5. Chávez also seeks to incorporate the Misiones and communal councils into the constitutionally defined governing structure of the country. So, while the 1999 constitution states that the right to education and health care are the patrimony of every Venezuelan and that all sovereignty resides in the pueblo not in the final term but in the immediate, the proposed changes would mandate the mechanisms for making it so. The misiones thus become definitionally the duty of the government to the people and communal power becomes ever more the direct expression of governance. Also, the current project of delivering direct budgetary and fiscal powers to communal councils will be included in the constitution.

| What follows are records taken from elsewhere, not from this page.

PR #1215, opened 2019-06-07
Use function name instead of logical id local lambda

matrinox:
*Issue #, if available:*
https://github.com/awslabs/aws-sam-cli/issues/1025

*Description of changes:*
Uses `FunctionName` property (instead of logical ID) when:
1. invoking Lambda functions locally (with `sam local invoke`)
2. starting local Lambda server (with `sam local start-lambda`)

This mirrors the behaviour in AWS environments, where `FunctionName` takes precedent.

For example, given the following `template.yaml`:
```yaml
Resources:
  FooBar:
    Properties:
      FunctionName: foo-bar
      CodeUri: fooBar/
      Handler: index.handler
      Runtime: nodejs8.10

  BarFoo:
    Properties:
      CodeUri: barFoo/
      Handler: index.handler
      Runtime: nodejs8.10

  FooBarLambda:
    Type: AWS::Lambda::Function
    Properties:
      FunctionName: foo-bar-lambda
      Code: fooBar/
      Handler: index.handler
      Runtime: nodejs8.10
```

It can be invoked with the sam CLI with (in order of `template.yaml`):
```sh
sam local invoke foo-bar --event event.json
sam local invoke BarFoo --event event.json
sam local invoke foo-bar-lambda --event event.json
```

*Checklist:*

- [x] Write unit tests
- [x] `make pr` passes
- [x] Write documentation


samcli/commands/local/lib/local_lambda.py
```diff
@@ -75,10 +75,13 @@ def invoke(self, function_name, event, stdout=None, stderr=None):
         """
 
         # Generate the correct configuration based on given inputs
-        function = self.provider.get(function_name)
+        function = None
+        for f in self.provider.get_all():
+            if f.functionname == function_name:
+                function = f
```
jfuss: Not sure I understand the move from `.get(function_name)` to `.get_all()`. We should still be able to fetch the function based on the name here right? I think the decision of logical id or function name can be determined directly in the `.get(function_name)` call on the provider.

matrinox: I was worried about changing too much but I think you're approach is correct

matrinox:
@jfuss I've addressed your comments and added the integration tests. Let me know if it's up to par

floydding:
Thanks for the change, this is going to be extremely helpful! looking forward to the release of this change!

Thus we get yet another example of the dialectic between Chávez, a dialectic increasingly antagonistic to any attempt at mediation. Institutional political power is increasingly realized and exercised at the poles of the traditional map of power – on the one end the power of the executive, with Chávez propelling the initiatives and innovations of the revolutionary process. On the other, there is the increasing responsibility, creative influence, benefit and activity of the organized population. Quite apart from the dreams of moderate Chavistas to turn Venezuela into a Scandanavian-style welfare state social democracy, constitutional reforms and quotidian political reality here in Venezuela point toward the need for a pushing beyond a friendlier face to capitalist develepment.

2 comments:

Cristina Lopez said...

I'm so glad I read this post before I saw Nikolas Kozloff being interviewed by Jon Stewart the other night. Stewart kept going on about what a very bad man Chavez is, and I thought Kozloff's responses were just OK. And Jon Stewart talks like he reads the New York Times religiously, and they are really freaking out over the proposals. The interview was pretty painful to watch.

Unknown said...

Thank you for this explanation of some of the constitutional reforms. I wish you and your blog success.